The first API library version for ROCProfiler v2 is 9.0.0
**Note: ROCProfilerV2 is currently considered a beta version and is subject to change in future releases**
## Modules
- Counters
- Hardware
- Generic Buffer
- Session
- Filter
- Tools
- Plugins
- Samples
- Tests
## Getting started
### Requirements
- makecache
- Gtest Development Package (Ubuntu: libgtest-dev)
# Building the main runtime of the rocprofv2 project
cmake --build . -- -j
# Optionally, for building API documentation
cmake --build . -- -j doc
# Optionally, for building ROCProfiler V2 samples
cmake --build . -- -j samples
# Optionally, for building packages (DEB, RPM, TGZ)
cmake --build . -- -j tests
# Optionally, for building packages (DEB, RPM, TGZ)
# Note: Requires rpm package on ubuntu
cmake --build . -- -j package
```
### Install
- Optionally, run the following to install
```bash
# Install rocprofv2 in the ROCM_PATH path
./rocprofv2 --install
```
OR, if you are using option 2 in building
```bash
cd build
# Install rocprofv2 in the ROCM_PATH path
cmake --build . -- -j install
```
## Tool Usage and Features
- rocsys: This is a frontend command line utility to launch/start/stop/exit a session with the required application to be traced or profiled in rocprofv2 context.
Usage:
```bash
# Launch the application with the required profiling and tracing options with giving a session identifier to be used later
# HIP & HSA API and asynchronous activity and kernel dispatches tracing
rocprofv2 --sys-trace <app_relative_path> ## Same as combining --hip-trace & --hsa-trace & --kernel-trace
```
For complete usage options, please run rocprofv2 help
```bash
rocprofv2 --help
```
- Plugin Support: We have a template for adding new plugins. New plugins can be written on top of rocprofv2 to support the desired output format using include/rocprofiler/v2/rocprofiler_plugins.h header file. These plugins are modular in nature and can easily be decoupled from the code based on need. E.g.
- file plugin: outputs the data in txt files.
- Perfetto plugin: outputs the data in protobuf format.
- Protobuf files can be viewed using ui.perfetto.dev or using trace_processor
- CTF plugin: Outputs the data in ctf format(a binary trace format)

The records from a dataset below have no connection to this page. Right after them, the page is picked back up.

PR #457, opened 2019-10-17
Partial selection again

tvatter:


include/vinecopulib/vinecop/class.hpp
```diff
@@ -81,12 +81,16 @@ class Vinecop
...
+              const FitControlsVinecop& controls = FitControlsVinecop());
+
+  void DEPRECATED
+  select_all(Eigen::MatrixXd data,
+             const FitControlsVinecop& controls = FitControlsVinecop());
 
-  void select_families(
-    Eigen::MatrixXd data,
-    const FitControlsVinecop& controls = FitControlsVinecop());
+  void DEPRECATED
```
tnagler: we use `DEPRECATED void` in `FitControlsVinecop` any reason for doing it the other way around?

include/vinecopulib/vinecop/implementation/class.ipp
```diff
@@ -305,13 +306,13 @@ Vinecop::make_pair_copula_store(const size_t d, const size_t trunc_lvl)
 //!   observations, where \f$ k \f$ is the number of discrete variables.
 //! @param controls the controls to the algorithm (see FitControlsVinecop).
 inline void
-Vinecop::select_all(Eigen::MatrixXd data,
-                    const FitControlsVinecop& controls)
+Vinecop::select(Eigen::MatrixXd data, const FitControlsVinecop& controls)
```
tnagler: The new behavior needs proper documentation.

include/vinecopulib/vinecop/implementation/class.ipp
```diff
@@ -320,6 +321,32 @@ Vinecop::select_all(Eigen::MatrixXd data,
...
+//!
+//! @param data \f$ n \times (d + k) \f$ or \f$ n \times 2d \f$ matrix of
+//!   observations, where \f$ k \f$ is the number of discrete variables.
+//! @param controls the controls to the algorithm (see FitControlsVinecop).
+inline void
+Vinecop::select_all(Eigen::MatrixXd data, const FitControlsVinecop& controls)
+{
+  select(data, controls);
+}
+
```
tnagler: Shouldn't we set `vine_struct_ = RVineStructure(tools_stl::seq_int(1, d_), static_cast<size_t>(0))` first?

include/vinecopulib/vinecop/implementation/class.ipp
```diff
@@ -340,20 +367,7 @@ inline void
...
-    if (controls.needs_sparse_select()) {
-      selector.sparse_select_all_trees(data);
-      vine_struct_ = selector.get_rvine_structure(); // can be truncated
-    } else {
-      selector.select_all_trees(data);
-    }
-    finalize_fit(selector);
-  }
+  select(data, controls);
 }
```
tnagler: and here maybe `controls.set_trunc_lvl(vine_struct_.get_trunc_lvl())` to maintain the old behavior.

include/vinecopulib/vinecop/implementation/tools_select.ipp
```diff
@@ -97,9 +97,20 @@ inline VinecopSelector::VinecopSelector(const Eigen::MatrixXd& data,
...
+}
+
+inline VinecopSelector::VinecopSelector(const Eigen::MatrixXd& data,
+                                        const RVineStructure& vine_struct,
+                                        const FitControlsVinecop& controls,
+                                        std::vector<std::string> var_types)
+  : VinecopSelector(data, controls, var_types)
+{
+  vine_struct_ = vine_struct;
+  proximity_ = false;
```
tnagler: I wonder whether there's a better name than `proximity`. Maybe something like `structure_provided_` or `tree_fixed`?

include/vinecopulib/vinecop/tools_select.hpp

- CTF binary output can be viewed using TraceCompass or babeltrace.
installation:
```bash
rocprofiler-plugins_9.0.0-local_amd64.deb
rocprofiler-plugins-9.0.0-local.x86_64.rpm
```
usage:
```bash
# plugin_name can be file, perfetto , ctf
./rocprofv2 --plugin plugin_name -i samples/input.txt -d output_dir <app_relative_path> # -d is optional, but can be used to define the directory output for output results
```
- Device Profiling: A device profiling session allows the user to profile the GPU device for counters irrespective of the running applications on the GPU. This is different from application profiling. device profiling session doesn't care about the host running processes and threads. It directly provides low level profiling information.

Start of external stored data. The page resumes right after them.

PR #465, opened 2019-11-08
Better constructors

tvatter:
- `Bicop`:
    - [x] add `var_types`
- `Vinecop`
    - [x] add `var_types` 
    - [x] remove checks for matrix inputs
    - [x] remove constructors with order and array
    - [x] collapse constructors using structure only with those using structure + pcs

### DIFF
--- a/include/vinecopulib/bicop/implementation/class.ipp
+++ b/include/vinecopulib/bicop/implementation/class.ipp
@@ -577,9 +577,9 @@ Bicop::set_var_types(const std::vector<std::string>& var_types)
   var_types_ = var_types;
   if (bicop_) {
     bicop_->set_var_types(var_types);
-  }
-  if (tools_stl::is_member(static_cast<size_t>(rotation_), { 90, 270 })) {
-    flip_var_types();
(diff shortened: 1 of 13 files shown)


include/vinecopulib/bicop/implementation/class.ipp
```diff
@@ -560,20 +569,15 @@ Bicop::set_parameters(const Eigen::MatrixXd& parameters)
...
-    if (!tools_stl::is_member(t, { "c", "d" })) {
-      throw std::runtime_error("var type must be either 'c' or 'd'.");
-    }
-  }
+  check_var_types(var_types);
   var_types_ = var_types;
-  bicop_->set_var_types(var_types);
+  if (bicop_) {
+    bicop_->set_var_types(var_types);
+  }
```
tnagler: I think the `flip_var_types()` below also needs to be in this block as it modifies the `bicop_` object-

tnagler:
I fixed a few minor issues, otherwise I'm very happy with the PR. You can merge if you agree with my modifications.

- Session Support: A session is a unique identifier for a profiling/tracing/pc-sampling task. A ROCProfilerV2 Session has enough information about what needs to be collected or traced and it allows the user to start/stop profiling/tracing whenever required. More details on the API can be found in the API specification documentation that can be installed using rocprofiler-doc package. Samples also can be found for how to use the API in samples directory.
## Tests
We make use of the GoogleTest (Gtest) framework to automatically find and add test cases to the CMAKE testing environment. ROCProfilerV2 testing is categorized as following:
- unittests (Gtest Based) : These includes tests for core classes. Any newly added functionality should have a unit test written to it.
- featuretests (standalone and Gtest Based): These includes both API tests and tool tests. Tool is tested against different applications to make sure we have right output in every run.